In [1]:
from __future__ import division
from authorcode.probability import normal_cdf, inverse_normal_cdf
import math, random

under various assumptions, think of statistics as observations of random variables from known distributions, which allows us to make statements about how likely those are to hold

H_0: coin is fair

H_a: coin is not fair

can approximate bernoulli trials with normal distribution

In [2]:
def normal_approximation_to_binomial(n, p):
    '''finds Normal mu and sigma correseponding to Binomial(n,p)'''
    mu = p * n
    sigma = math.sqrt(p * (1 - p) * n)
    return mu, sigma

when a RV follows a normal distribution, can use normal_cdf to get probability that realized value lies within/outside interval

In [3]:
import inspect

print inspect.getsource(normal_cdf)
print inspect.getsource(inverse_normal_cdf)

def normal_cdf(x, mu=0,sigma=1):
    return (1 + math.erf((x - mu) / math.sqrt(2) / sigma)) / 2  

def inverse_normal_cdf(p, mu=0, sigma=1, tolerance=0.00001):
    """find approximate inverse using binary search"""

    # if not standard, compute standard and rescale
    if mu != 0 or sigma != 1:
        return mu + sigma * inverse_normal_cdf(p, tolerance=tolerance)
    
    low_z, low_p = -10.0, 0            # normal_cdf(-10) is (very close to) 0
    hi_z,  hi_p  =  10.0, 1            # normal_cdf(10)  is (very close to) 1
    while hi_z - low_z > tolerance:
        mid_z = (low_z + hi_z) / 2     # consider the midpoint
        mid_p = normal_cdf(mid_z)      # and the cdf's value there
        if mid_p < p:
            # midpoint is still too low, search above it
            low_z, low_p = mid_z, mid_p
        elif mid_p > p:
            # midpoint is still too high, search below it
            hi_z, hi_p = mid_z, mid_p
        else:
            break

    return mid_z



In [4]:
normal_probability_below = normal_cdf

def normal_probability_above(lo, mu = 0, sigma = 1):
    return 1 - normal_cdf(lo, mu, sigma)

def normal_probability_between(lo, hi, mu = 0, sigma = 1):
    return normal_cdf(hi, mu, sigma) - normal_cdf(lo, mu, sigma)

def normal_probability_outside(lo, hi, mu = 0, sigma = 1):
    return 1 - normal_probability_between(lo, hi, mu, sigma)

In [5]:
def normal_upper_bound(probability, mu = 0, sigma = 1):
    '''returns the z for which P(Z <= z) = probability'''
    return inverse_normal_cdf(probability, mu, sigma)

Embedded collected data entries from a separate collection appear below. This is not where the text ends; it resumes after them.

PR #1664, opened 2026-05-14
Add UltiSnips#FindAutoTriggerConflicts() for #1506

### LINKED ISSUE #1506: Detecting conflicting snippet triggers
Hello,

Is there a way to detect incompatible snippet triggers?

Say:

```
snippet st "superscript" iA
<---snippet body--->
endsnippet
```

vs

```
snippet bst "binary spanning tree data" iA
<---snippet body--->
endsnippet
```

vs

```
snippet bs "basis information" iA
<---snippet body--->
endsnippet
```
----

In the above case, `bs` would fire when `bst` is typed, so from the plugin POV there is no conflict, per se.

But from the user POV, `bst` will never fire. Is there a way to possibly call a function in UltiSnips that will detect and report such cases?

Thanks.

SirVer:
When a snippet uses the `A` (autotrigger) flag and its trigger is a literal prefix of another snippet's trigger, the autotrigger fires the moment the user finishes typing the short trigger - so the longer trigger can never be reached. The bug-report author had this exact pain with their TeX snippet collection (`bs` shadowing `bst`, etc.) and ended up writing an external C++ utility to flag conflicts.

This PR provides it as a built-in. `UltiSnips#FindAutoTriggerConflicts()` walks the snippets visible in the current scope (including those inherited via `extends`), picks the `A`-flagged simple triggers, and returns the `[short, long]` pairs where the autotrigger is a prefix of another trigger. Regex triggers (`r`) are skipped because prefix containment isn't well-defined for them. Documented next to the existing predicate trio, with the original failing example as the doc.

Alternatives considered:

1. **This PR**: dedicated entry point that returns the pairs. Cheapest for users (one call, structured result), easy to wire into a `:checkhealth`-style command or CI.
2. **Extend `UltiSnips#SnippetsInCurrentScope`**: add `options` to `ulti_dict_info` and let users compute conflicts themselves. More flexible but pushes the prefix-detection algorithm onto every caller, and the existing function's contract is "describe what could expand here", not "describe everything for analytics".
3. **Wontfix and point to external tooling**: keeps the API tight but ignores a real workflow concern that the author already hit hard enough to write C++ for.

Going with option 1.

Fixes #1506.

### DIFF
--- a/autoload/UltiSnips.vim
+++ b/autoload/UltiSnips.vim
@@ -126,6 +126,10 @@ function! UltiSnips#ToggleAutoTrigger() abort
     return py3eval("UltiSnips_Manager._toggle_autotrigger()")
 endfunction
 
+function! UltiSnips#FindAutoTriggerConflicts() abort
+    return py3eval("UltiSnips_Manager.find_autotrigger_prefix_conflicts()")
+endfunction
+
 function! UltiSnips#SaveLastVisualSelection() range abort
     py3 UltiSnips_Manager._save_last_visual_selection()
     return ""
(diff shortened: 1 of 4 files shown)


SirVer:
I feel this code is adding a lot of complexity for a relatively small pain point. I decided to not merge this.

PR #1683, opened 2026-05-14
Source defaults before Python import; gate after-plugin remap

### LINKED ISSUE #1679: Regression: errors on startup if trigger key mappings are not set
TL;DR (update):

If any of the following variables is missing in user config, Ultisnips will error on startup.

```
g:UltiSnipsExpandTrigger
g:UltiSnipsJumpForwardTrigger
g:UltiSnipsJumpBackwardTrigger
```

----

Original message:

#1658 (in v4.0) probably has introduced a regression: the warning message happens at all times for me.

```
UltiSnips: Python 3 is present but unusable; disabling UltiSnips.
           KeyError: 'Key not found: UltiSnipsExpandTrigger'
           See :help UltiSnips-requirements for setup.
           Silence this message with `let g:UltiSnipsNoPythonWarning = 1`.
```

I'll try to make a exact minimal repro, but wanted to flag the error asap before you @SirVer cut a release. ~~FYI I'm lazy-loading python3 provider nvim, so it might be possible that this is due to a timing/ordering issue.~~ Update: it has nothing to do with ordering/lazy loading.

As for the error, I don't have `g:UltiSnipsExpandTrigger` config in my vimrc/init.lua; it's a bit tangential #1605 might be the cause, and probably the error was not visible until #1658 landed.

SirVer:
Source defaults before Python import; gate after-plugin remap

`plugin/UltiSnips.vim` forces the `py3 from UltiSnips import UltiSnips_Manager` at plugin load (added in #1658, so a libpython load failure or missing-package error is caught with one warning instead of being re-raised on every keystroke). The Python module reads `g:UltiSnipsExpandTrigger`, `g:UltiSnipsJumpForwardTrigger`, and `g:UltiSnipsJumpBackwardTrigger` at import time via `vim.vars[...]` (the form without a fallback, switched to in #1605). The defaults for those globals are set as a side effect of `autoload/UltiSnips/map_keys.vim` being sourced, which only happened from the `call UltiSnips#map_keys#MapKeys()` line at the *end* of `plugin/UltiSnips.vim` — i.e. after the Python import. A user who hadn't set the triggers in their vimrc therefore saw:

```
UltiSnips: Python 3 is present but unusable; disabling UltiSnips.
           KeyError: 'Key not found: UltiSnipsExpandTrigger'
```

even with a perfectly working Python 3.

`plugin/UltiSnips.vim` now runs `runtime autoload/UltiSnips/map_keys.vim` immediately after the `has('python3')` build check and *before* the Python try block. Sourcing the autoload runs its `if !exists | let g:... = ... | endif` defaults block but does not call the function, so the public globals are defaulted in time for the Python module to read them at import. The `call UltiSnips#map_keys#MapKeys()` line stays at the bottom of the file so the keymaps are only installed once the Python check has passed — a load failure can `finish` cleanly without leaving the plugin half-initialised.

`after/plugin/UltiSnips_after.vim` (the "reclaim keys for SuperTab" hook) is sourced unconditionally by Vim regardless of whether `plugin/UltiSnips.vim` finished early; gate it on `exists(':UltiSnipsEdit')` (the command is only registered after the Python check passes) so it doesn't reinstall the keymaps on top of a half-loaded plugin either.

Fixes #1679.

### DIFF
--- a/plugin/UltiSnips.vim
+++ b/plugin/UltiSnips.vim
@@ -13,6 +13,46 @@ if !has('nvim') && version < 820
    finish
 endif
 
+" Default the public globals before the Python import below. The autoload
+" file `autoload/UltiSnips/map_keys.vim` used to default these as a
+" side-effect of being sourced from `MapKeys()`, which ran *after* the
+" Python import — and the Python module reads
+" `g:UltiSnipsExpandTrigger` / `g:UltiSnipsJumpForwardTrigger` /
+" `g:UltiSnipsJumpBackwardTrigger` at module load, so a user who hadn't
+" set them in their vimrc would see a spurious "Python 3 is present but
+" unusable" warning with a `KeyError: 'Key not found:
+" UltiSnipsExpandTrigger'`. See #1679.
+"
+" NOTE: expansion and forward jumping can, but needn't be, the same
+" trigger.
+if !exists('g:UltiSnipsExpandTrigger')
+    let g:UltiSnipsExpandTrigger = '<tab>'
+endif
+if !exists('g:UltiSnipsListSnippets')
+    let g:UltiSnipsListSnippets = '<c-tab>'
+endif
+if !exists('g:UltiSnipsJumpForwardTrigger')
+    let g:UltiSnipsJumpForwardTrigger = '<c-j>'
+endif
+if !exists('g:UltiSnipsJumpBackwardTrigger')
+    let g:UltiSnipsJumpBackwardTrigger = '<c-k>'
+endif
+if !exists('g:UltiSnipsRemoveSelectModeMappings')
+    let g:UltiSnipsRemoveSelectModeMappings = 1
+endif
+if !exists('g:UltiSnipsMappingsToIgnore')
+    let g:UltiSnipsMappingsToIgnore = []
+endif
+if !exists('g:UltiSnipsEditSplit')
+    let g:UltiSnipsEditSplit = 'normal'
+endif
+if !exists('g:UltiSnipsSnippetDirectories')
+    let g:UltiSnipsSnippetDirectories = ['UltiSnips']
+endif
+if !exists('g:UltiSnipsEnableSnipMate')
+    let g:UltiSnipsEnableSnipMate = 1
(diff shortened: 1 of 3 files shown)


plugin/UltiSnips.vim
```diff
@@ -13,6 +13,46 @@ if !has('nvim') && version < 820
...
+" `g:UltiSnipsJumpBackwardTrigger` at module load, so a user who hadn't
+" set them in their vimrc would see a spurious "Python 3 is present but
+" unusable" warning with a `KeyError: 'Key not found:
+" UltiSnipsExpandTrigger'`. See #1679.
+"
+" NOTE: expansion and forward jumping can, but needn't be, the same
+" trigger.
+if !exists('g:UltiSnipsExpandTrigger')
+    let g:UltiSnipsExpandTrigger = '<tab>'
+endif
```
wookayin: In my config, I explicitly turned this off so that Ultisnips does not *override* an existing keymap `<tab>`.

See `autoload/UltiSnips/map_keys.vim` -- 
`UltiSnips#map_keys#MapKeys()` would not create a keymap if the variable is not set.

There are also duplicate codes there that would set the default value of the global variable (which can be removed or consolidated).

So I'd suggest we should instead keep `g:UltiSnipsExpandOrJumpTrigger` optional, and `UltiSnips_Manager` accept these three triggers as optional.

SirVer: @wookayin What do you mean with "explicitly turn these off"?

the functionality should not be changed - the variables was always set, but a bit later in map_keys.vim (which is implicitly sourced by the call to `UltiSnips#MapKeys` later in this file. 

> There are also duplicate codes there that would set the default value of the global variable (which can be removed or consolidated).

Again, I do not understand. Can you clarify?

> So I'd suggest we should instead keep g:UltiSnipsExpandOrJumpTrigger optional, and UltiSnips_Manager accept these three triggers as optional.

It is optional - as it was before. Am I missing something?

SirVer: clarified in #1679.

PR #1687, opened 2026-05-18
Correct VIM version check

claw0ry:
Fixes the VIM 8.2 version check on startup to check against the correct value.


SirVer:
Ups, nice catch. thanks!

PR #1528, opened 2017-10-20
Add support for simple pattern direct argument with array, list & record.

IwanKaramazow:
https://github.com/facebook/reason/pull/1527#issuecomment-338124733

This PR streamlines  all "sugar" around `simple_pattern_direct_argument`:
```reason
/* you don't need to surround the constructor's arg with parens */
switch v {
| Foo () => ...
| Foo [a] => ...
| Foo [||] => ...
| Foo {a} => ...
};
```


chenglou:
Good stuff

PR #1534, opened 2017-10-21
Publish refmt.js before `npm publish`

chenglou:
We have an official JS api now!


package.json
```diff
@@ -3,23 +3,23 @@
...
 	"homepage": "https://github.com/facebook/reason",
-	"dependencies": {
-	},
+	"dependencies": {},
 	"devDependencies": {
-		"bs-platform": "^1.9.1"
+		"bs-platform": "^1.9.3"
 	},
 	"scripts": {
+		"prepublish": "cd ./bspacks && ./downloadSomeDependencies.sh && ./reason_bspack.sh"
```
jchavarri: Is this required to run when consumers run `npm install`? If not, would it be better to use [`prepublishOnly`](https://docs.npmjs.com/misc/scripts#prepublish-and-prepare)?

chenglou: Didn't know about that, thanks.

def normal_lower_bound(probability, mu = 0, sigma = 1):
    '''returns the z for which P(Z >= z) = probability'''
    return inverse_normal_cdf(1 - probability, mu, sigma)

def normal_two_sided_bounds(probability, mu=0, sigma=1):
    """returns the symmetric (about the mean) bounds 
    that contain the specified probability"""
    tail_probability = (1 - probability) / 2

    # upper bound should have tail_probability above it
    upper_bound = normal_lower_bound(tail_probability, mu, sigma)

    # lower bound should have tail_probability below it
    lower_bound = normal_upper_bound(tail_probability, mu, sigma)

    return lower_bound, upper_bound

approximation of 1000 coin flips

In [6]:
mu_0, sigma_0 = normal_approximation_to_binomial(1000, 0.5)
print mu_0
print sigma_0

500.0
15.8113883008


we need to make a decision about SIGNIFICANCE

Q: How willing are we to make a Type I error ("false positive") where we reject H_0 when it's true?

usually 1% or 5% (significance)

In [7]:
normal_two_sided_bounds(0.95, mu_0, sigma_0)

(469.01026640487555, 530.9897335951244)

#### power: probability of NOT making a Type II error
where we fail to reject H_0 when we know it's false

knowing merely that H_0 is not true does not give lots of information about the distribution

let's check what happens if p is really 0.55 and calculate power

95% bounds based on assumption p is 0.5

In [8]:
lo, hi = normal_two_sided_bounds(0.95, mu_0, sigma_0)

actual mu and sigma based on p = 0.55

In [9]:
mu_1, sigma_1 = normal_approximation_to_binomial(1000, 0.55)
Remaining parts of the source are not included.